** LISTED RECORDS follows **
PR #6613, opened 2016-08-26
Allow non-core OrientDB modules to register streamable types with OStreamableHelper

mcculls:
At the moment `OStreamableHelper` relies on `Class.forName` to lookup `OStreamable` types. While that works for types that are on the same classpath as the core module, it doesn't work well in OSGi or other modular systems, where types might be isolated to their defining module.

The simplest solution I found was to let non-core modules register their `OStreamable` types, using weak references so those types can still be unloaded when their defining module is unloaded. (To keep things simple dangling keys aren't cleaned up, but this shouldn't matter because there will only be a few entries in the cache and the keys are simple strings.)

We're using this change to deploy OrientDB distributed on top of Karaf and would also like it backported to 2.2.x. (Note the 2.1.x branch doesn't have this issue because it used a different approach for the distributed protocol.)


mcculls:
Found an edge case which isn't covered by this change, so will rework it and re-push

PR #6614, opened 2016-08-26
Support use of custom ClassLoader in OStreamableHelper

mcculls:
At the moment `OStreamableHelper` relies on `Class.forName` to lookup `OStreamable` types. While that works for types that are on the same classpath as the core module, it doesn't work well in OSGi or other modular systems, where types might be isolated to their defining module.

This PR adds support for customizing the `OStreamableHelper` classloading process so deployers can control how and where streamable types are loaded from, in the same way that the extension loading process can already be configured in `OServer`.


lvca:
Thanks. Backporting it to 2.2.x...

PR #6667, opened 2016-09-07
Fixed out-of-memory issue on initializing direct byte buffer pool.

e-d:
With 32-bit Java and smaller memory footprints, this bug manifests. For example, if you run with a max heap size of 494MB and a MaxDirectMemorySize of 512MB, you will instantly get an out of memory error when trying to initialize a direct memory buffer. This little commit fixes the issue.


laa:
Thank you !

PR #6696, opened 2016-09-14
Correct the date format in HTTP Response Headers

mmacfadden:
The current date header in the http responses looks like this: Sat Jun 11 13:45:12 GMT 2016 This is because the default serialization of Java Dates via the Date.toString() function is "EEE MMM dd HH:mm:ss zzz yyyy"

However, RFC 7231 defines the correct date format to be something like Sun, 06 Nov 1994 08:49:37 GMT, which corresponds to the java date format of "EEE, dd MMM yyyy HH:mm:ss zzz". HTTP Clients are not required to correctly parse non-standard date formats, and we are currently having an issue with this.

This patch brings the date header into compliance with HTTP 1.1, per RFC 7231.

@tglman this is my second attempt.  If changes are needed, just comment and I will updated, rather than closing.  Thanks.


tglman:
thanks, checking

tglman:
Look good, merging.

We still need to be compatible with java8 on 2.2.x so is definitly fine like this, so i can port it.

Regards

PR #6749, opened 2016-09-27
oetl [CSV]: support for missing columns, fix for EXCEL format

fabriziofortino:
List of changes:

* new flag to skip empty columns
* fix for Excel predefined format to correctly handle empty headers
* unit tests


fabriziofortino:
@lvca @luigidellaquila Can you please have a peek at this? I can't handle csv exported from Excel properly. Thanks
** End of LISTED RECORDS **
◆ WHAT TO WORK ON
Each line in the listing above that contains "OStreamableHelper" should be copied.

◆ RESPONSE
Allow non-core OrientDB modules to register streamable types with OStreamableHelper
At the moment `OStreamableHelper` relies on `Class.forName` to lookup `OStreamable` types. While that works for types that are on the same classpath as the core module, it doesn't work well in OSGi or other modular systems, where types might be isolated to their defining module.
Support use of custom ClassLoader in OStreamableHelper
At the moment `OStreamableHelper` relies on `Class.forName` to lookup `OStreamable` types. While that works for types that are on the same classpath as the core module, it doesn't work well in OSGi or other modular systems, where types might be isolated to their defining module.
This PR adds support for customizing the `OStreamableHelper` classloading process so deployers can control how and where streamable types are loaded from, in the same way that the extension loading process can already be configured in `OServer`.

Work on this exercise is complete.